The ‘Enterprise Data Cloud’ moniker seems to be the broader term that realises that we no longer want to just vaccum up lots of low quality, useless data and shove it on a bunch of dusty disks to be forgotten about. Organisations are waking up to the fact that user data is as valuable as their content; Wether you can directly monetise that user data, a la Google, or you realise indirect financial gain from it (via improved services, happier customers, targeted marketing, etc.) will vary between organisations – both options are valuable.
So now we don’t just care about ‘warehousing’ our data. We want to control exactly what data we pick up. We want to be able to normalise and ensure the quality of our data. We want to be able to enrich our data. We want to be able to analyse our data in real time. We want to train and run machine learning across our data. We want the data easily available to the people and teams that need it.
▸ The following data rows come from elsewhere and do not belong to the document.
PR #558, opened 2026-08-28
fix(tests): stop the Windows production middleware test hanging in cleanup

### LINKED ISSUE #434: Windows: production middleware test hangs in fixture cleanup

kira-1011:
Closes #434.

## What it was

Not the wasm image codec, despite how the issue was originally titled. Every request in the
test finishes quickly, including the one that loads the codec, at 3ms, and the whole test body
runs in under 9 seconds. The 120s went entirely to fixture teardown.

Bisecting the tree found one file:

```
EPERM: operation not permitted, unlink
  .vercel/output/functions/__nitro.func/node_modules/@img/sharp-win32-x64/lib/sharp-win32-x64.node
```

The build copies sharp's native binary into the output and the test process loads it while
optimizing images. Windows will not unlink a loaded module, so the recursive remove retries
that file at every parent directory on the way up and never finishes.

## The change

On Windows, remove what is removable and leave the locked file. Each run also sweeps fixtures
an earlier run could not finish, which works because the lock is released when that process
exits. One 428KB file survives a run and the next run clears it. Other platforms keep the
existing recursive remove.

The Windows skip on the test is no longer needed.

## Verification

The test passes on Windows in about 8s, previously a 120s timeout. Core suite is green at 1268
passed and 0 failed, with skipped going from 6 to 5 because this test now runs.

## Ruled out

Two explanations that looked right and were not:

- `fs.rm` following the `node_modules/@farm.js/core` junction into `packages/farm`. It does not
  follow junctions, the target is untouched and it returns in 0ms.
- The dynamically imported entry holding a lock. Importing an `.mjs` and deleting it from the
  same process takes 2ms.

### DIFF
--- a/packages/farm/src/__tests__/fixtures/middleware-production-fixture.ts
+++ b/packages/farm/src/__tests__/fixtures/middleware-production-fixture.ts
@@ -9,7 +9,7 @@ const packageRoot = path.resolve(path.dirname(fileURLToPath(import.meta.url)), "
 const FIXTURE_PREFIX = ".tmp-production-middleware-";
 
 export async function createMiddlewareProductionFixture(): Promise<string> {
-  await removeStaleFixtures();
+  if (process.platform === "win32") await removeStaleFixtures();
   const root = await fs.mkdtemp(path.join(packageRoot, FIXTURE_PREFIX));
 
   await fs.mkdir(path.join(root, "node_modules", "@farm.js"), {
@@ -462,21 +462,23 @@ export async function cleanupMiddlewareProductionFixture(root: string): Promise<
   // module, so that one file is undeletable until the process exits. A
   // recursive remove retries it at every level on the way up and never
   // finishes, which used to exhaust the whole test timeout. Remove what is not
-  // locked instead and leave the rest for the operating system.
+  // locked instead. Exiting releases the lock, and the next run sweeps what is
+  // left behind.
   await removeUnlockedEntries(root);
 }
 
 /**
  * Sweep fixtures an earlier run could not finish removing.
  *
- * On Windows the locked native binary is released when that process exits, so
- * the leftovers are deletable by the time the next run starts.
+ * Windows only. The process that held the native binary has exited by now, so
+ * its leftovers are removable.
  */
 async function removeStaleFixtures(): Promise<void> {
   let entries: Dirent[];
   try {
     entries = await fs.readdir(packageRoot, { withFileTypes: true });
-  } catch {
+  } catch (error) {
+    if (!isLockError(error)) throw error;
     return;
   }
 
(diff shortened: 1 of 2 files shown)


Kinfe123 (commented):
Thanks for pinning this down. i think the diagnosis and Windows test result make the approach valid.

Two small hardening suggestions:

- Run `removeStaleFixtures()` only on Windows. Other platforms already remove the fixture completely, and scanning every prefixed directory there is unnecessary.
- Ignore only expected Windows lock errors such as `EPERM`, `EBUSY`, and `ENOTEMPTY`; rethrow unexpected errors so cleanup regressions are not silently hidden.

One wording nit: the OS releases the lock when the process exits, but the next run-not the OS-emoves the leftover file. A child process would allow complete same-run cleanup, though I do not think that larger change is required for this test-only fix.

kira-1011:
Thanks, all three applied in 859c5ad8.

- `removeStaleFixtures()` now runs only on Windows.
- Lock errors are matched explicitly, `EPERM`, `EBUSY`, `ENOTEMPTY` and `ENOENT`, and anything
  else is rethrown. That covers the `readdir` guards too, which were swallowing everything.
- Comment corrected. Exiting releases the lock, the next run removes the file.

On the child process point, I agree it is the more complete fix and out of scope here. Worth
recording why the smaller fix is not just a workaround: the lock is held for the lifetime of the
process because Node cannot unload a native addon, so retrying cannot help. I also checked
rimraf's rename trick and it does not release the lock either:

```
unlink at original name: FAILED EPERM
renamed ok
unlink AFTER rename:     FAILED EPERM
```

Renaming moves the name, not the handle. That is why the retry and move strategies that work for
transient Windows locks, antivirus or the indexer, do not apply to this one.

Test passes in about 7.5s. Core suite green at 1268 passed and 0 failed.

Kinfe123 (approved):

We want to be able to scale up to cope with increased throughput, but we also want to be able to scale down to control cost. We want to do all of this, while mainting observability, tracebility and accountability. We also still want to warehouse data, too.
That is a very high level list of requirements, but they are the requirements that matter to almost any business shopping around in the ‘Enterprise Data Cloud’ market. It’s a varied list and satisfying every single one is no easy feat, if you’ve been around in this space, you’ll know that there is always a trade-off somewhere. So, is it possible to architect a platform that can satisfy all of those requirements with the tools available today?
I believe it is. So I’ll be doing a series of posts that will cover designing the architecture through to building out a proof of concept platform. Along the way I hope to throw in a few supplementary posts that go in to more depth on specific tools, their uses and some best practises.